Happy Eid to everyone 

:flock::flock::flock:

If you don't enjoy seeing and smelling gore, make sure you stay indoors for the next 3/4 days


----------



## MaidenScotland (Jun 6, 2009)

Some one in my building gave two sheep to the bowabs, the sheep have been living in the garage for the past 4 days.. the smell is indescribable


----------



## Lanason (Sep 1, 2009)

Happy Eid to everyone

enjoy peace and happiness with your families


----------



## aykalam (Apr 12, 2010)

MaidenScotland said:


> Some one in my building gave two sheep to the bowabs, the sheep have been living in the garage for the past 4 days.. the smell is indescribable


Are the sheep still alive? Most likely they will be slaughtered in the garage, so the smell will only get worse


----------



## MaidenScotland (Jun 6, 2009)

aykalam said:


> Are the sheep still alive? Most likely they will be slaughtered in the garage, so the smell will only get worse




I would doubt it...


----------



## canuck2010 (Jan 13, 2010)

Heard the "mooing" all last night.... saw the river of blood coming from the basement parking lot... the good thing is I think they are finished.

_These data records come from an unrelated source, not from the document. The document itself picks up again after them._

PR #13746, opened 2025-06-12
fix(noisy_count_if): Fix some consistency issue and check overflow

oliver6782:
Summary:
#### Fixed noisy_count_if Function

The change fixes the `noisy_count_if` function to address consistency issues and prevent overflow. it adds checks to ensure the rounded noise value is within the range of `int64_t` before casting. This prevents potential overflow when casting from a double to an `int64_t`. The fix is applied in the `NoisyCountIfGaussianAggregate.cpp` file.

Differential Revision: D76479277


amitkdutta (approved):
Thanks @oliver6782

PR #13755, opened 2025-06-12
fix: Fix resource release for memoizing constant folding expression

rui-mo:
The `memoizingExprs_` of ExprSet is used to  track expressions that have been 
evaluated with dictionary memoization. This ensures that when the ExprSet is 
cleared, it can call `clearMemo` on each memoizing expression to release cached 
resources.

However, the constant folding uses an uninitialized ExprSet for eval. This 
breaks the invariant that `memoizingExprs_` relies on, which is that the Expr 
pointers will be alive for the lifetime of the ExprSet.

To fix this issue, this PR clears the execution state, including the
`memoizingExprs_`, of the ExprSet to avoid dangling Expr pointers being cached.

For reference, the stack was:

```
C  [libvelox.dylib+0x19350]  long std::__1::__libcpp_atomic_refcount_decrement[abi:ne180100]<long>(long&)+0x18
C  [libvelox.dylib+0x1929c]  std::__1::__shared_weak_count::__release_shared[abi:ne180100]()+0x1c
C  [libvelox.dylib+0x301b8]  std::__1::shared_ptr<facebook::velox::BaseVector>::~shared_ptr[abi:ne180100]()+0x40
C  [libvelox.dylib+0x30168]  std::__1::shared_ptr<facebook::velox::BaseVector>::~shared_ptr[abi:ne180100]()+0x1c
C  [libvelox.dylib+0xe7edc]  std::__1::shared_ptr<facebook::velox::BaseVector>::operator=[abi:ne180100](std::__1::shared_ptr<facebook::velox::BaseVector>&&)+0x40
C  [libvelox.dylib+0xf1c4f4]  facebook::velox::exec::Expr::clearMemo()+0x5c
C  [libvelox.dylib+0xfc032c]  facebook::velox::exec::ExprSet::clear()+0x70
C  [libvelox.dylib+0x8bb0fc0]  facebook::velox::exec::FilterProject::close()+0x44
C  [libvelox.dylib+0x8b5616c]  facebook::velox::exec::Driver::closeOperators()+0x84
C  [libvelox.dylib+0x8b557b0]  facebook::velox::exec::Driver::close()+0xac
```

### DIFF
--- a/velox/expression/Expr.h
+++ b/velox/expression/Expr.h
@@ -220,9 +220,9 @@ class Expr {
 
   void clearMemo() {
     baseOfDictionaryRepeats_ = 0;
-    baseOfDictionary_.reset();
-    baseOfDictionaryWeakPtr_.reset();
     baseOfDictionaryRawPtr_ = nullptr;
+    baseOfDictionaryWeakPtr_.reset();
+    baseOfDictionary_.reset();
     dictionaryCache_ = nullptr;
     cachedDictionaryIndices_ = nullptr;
   }
--- a/velox/expression/Expr.cpp
+++ b/velox/expression/Expr.cpp
@@ -1970,8 +1970,7 @@ void ExprSet::clear() {
   for (auto* memo : memoizingExprs_) {
     memo->clearMemo();
   }
-  distinctFields_.clear();
-  multiplyReferencedFields_.clear();
+  memoizingExprs_.clear();
 }
 
 void ExprSet::clearCache() {
--- a/velox/expression/ExprCompiler.cpp
+++ b/velox/expression/ExprCompiler.cpp
@@ -520,12 +520,21 @@ ExprPtr compileRewrittenExpression(
 
   result->computeMetadata();
 
+  ExprPtr compiled;
   // If the expression is constant folding it is redundant.
-  auto folded = enableConstantFolding && !isConstantExpr
-      ? tryFoldIfConstant(result, scope)
-      : result;
-  scope->visited[expr.get()] = folded;
-  return folded;
+  if (enableConstantFolding && !isConstantExpr) {
+    compiled = tryFoldIfConstant(result, scope);
+    // Constant folding uses an uninitialized ExprSet for eval. This breaks the
+    // invariant that 'memoizingExprs_' relies on, which is that the Expr
+    // pointers will be alive for the lifetime of the ExprSet. Clear the
+    // execution state of the ExprSet to avoid this.
+    scope->exprSet->clear();
+  } else {
+    compiled = result;
+  }
+
+  scope->visited[expr.get()] = compiled;
+  return compiled;
 }
 
 ExprPtr compileExpression(
--- a/velox/expression/tests/ExprTest.cpp
+++ b/velox/expression/tests/ExprTest.cpp
@@ -5086,5 +5086,21 @@ TEST_F(ExprTest, peelingOnDeterministicFunctionInNonDeterministicExpr) {
   ASSERT_EQ(stats["plus"].numProcessedRows, input->size() / 2);
 }
 
+TEST_F(ExprTest, lambdaConstantFolded) {
+  const auto makeTypedExpr =
+      [this](const std::string& text, const RowTypePtr& rowType) {
+        auto untyped = parse::parseExpr(text, {});
+        return core::Expressions::inferTypes(untyped, rowType, pool());
+      };
+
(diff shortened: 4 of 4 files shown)


velox/exec/tests/FilterProjectTest.cpp
```diff
@@ -482,3 +482,20 @@ TEST_F(FilterProjectTest, barrier) {
...
+      makeNestedArrayVectorFromJson<std::string>({"[[\"h\"]]"}),
+  });
+
+  auto plan =
+      PlanBuilder(pool_.get())
+          .values({data})
+          .project(
+              {"reduce(regexp_split('a,b,c,d,e,f,g,h',','), array[array['']], (acc, x) -> array[array[x]], (id) -> id) as a"})
+          .planNode();
+  AssertQueryBuilder(plan).assertResults(expected);
```
rui-mo: For some reason, the core dump issue cannot be reproduced in the unit test, but we verified this PR could fix the core dump issue in Gluten.

velox/expression/Expr.h
```diff
@@ -220,9 +220,9 @@ class Expr {
 
   void clearMemo() {
     baseOfDictionaryRepeats_ = 0;
-    baseOfDictionary_.reset();
-    baseOfDictionaryWeakPtr_.reset();
     baseOfDictionaryRawPtr_ = nullptr;
+    baseOfDictionaryWeakPtr_.reset();
+    baseOfDictionary_.reset();
```
rui-mo, line 225: This is a minor improvement for the release order.

rui-mo:
Hi @mbasmanova, would you like to help review this fix? Thanks!

mbasmanova:
CC: @bikramSingh91

velox/expression/Expr.h
```diff
@@ -770,6 +774,12 @@ class ExprSet {
 
   // Exprs which retain memoized state, e.g. from running over dictionaries.
   std::unordered_set<Expr*> memoizingExprs_;
+
+  // Exprs that will be used for constant folding during expression compilation.
+  // Stores them to extend their lifetime so that resources can be correctly
+  // freed when their raw pointers are memoized.
+  std::vector<std::shared_ptr<Expr>> unfoldedExprs_;
```
bikramSingh91: I was looking at ways to avoid adding additional state to the ExprSet to manage, in that process I looked at how the ExprCompiler uses ExprSet and noticed a peculiarity: It uses an uninitialized ExprSet for eval of constant folding. This breaks the invariant that memoizingExprs_ relies on, which is that the Expr pointers will be alive for the lifetime of the ExprSet.
Using a half initialized Expression set to evaluate is risky in on itself. In that context, we should probably clear execution state out of the ExprSet after it is used in this manner. How about we modify Expr::clear() to serve that function. And let it clear this execution state, that is, clear shared sub-expression and memoized state, along with clearing memoizingExprs_ as its populated during eval. Clearing distinctFields_ and multiplyReferencedFields_ can be left out since they would vanish anyways after ExprSet is deleted and its metadata not accumilated during execution. We can then call ExprSet::clear() after using it for constant folding.

rui-mo: Thanks for your inputs! This can indeed solve the issue without maintaining additional state in the ExprSet. I updated this PR following your suggestion and verified it in Gluten.

velox/exec/tests/FilterProjectTest.cpp
bikramSingh91: @rui-mo 

I was able to repro the crash using the following test, can you please replace this test with the following and add it to ExprTest.
Thanks

```
TEST_F(ExprTest, lambdaConstantFolded) {
 // <add context about test here>
  std::string expression =
      "reduce(regexp_split('a,b,c,d,e,f,g,h',','), array[array['']], (acc, x) -> array[array[x]], (id) -> id)";
  auto typedExpr = makeTypedExpr(expression, ROW({"c0"}, {INTEGER()}));
  exec::ExprSet exprSet({typedExpr}, &execCtx_);
  exprSet.clear();
}
```

rui-mo: @bikramSingh91 Thanks for the suggestion! I added this test to ExprTest, but I'm still unable to repro the crash on my end using this test.

bikramSingh91: can you try running in in a debug build? Sometimes optimized build dont crash on these issues. In any case, let me approve the change.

Not going outside today!


----------



## expatagogo (May 31, 2010)

canuck2010 said:


> Not going outside today!


Me either.


----------



## aykalam (Apr 12, 2010)

https://twitter.com/sharifkouddous/status/261783738122387456/photo/1/large


----------



## mamasue (Oct 7, 2008)

MaidenScotland said:


> Some one in my building gave two sheep to the bowabs, the sheep have been living in the garage for the past 4 days.. the smell is indescribable




I hope he was feeding and watering them....but I doubt it....
To most Egyptians it's food...
To others, it's a poor animal being kept in lousy conditions until it dies....

And don't even start me off on the bloody handprints everywhere!!!!


----------



## MaidenScotland (Jun 6, 2009)

It's the fact you cannot get away from it... the noise, smell, blood,,,,


----------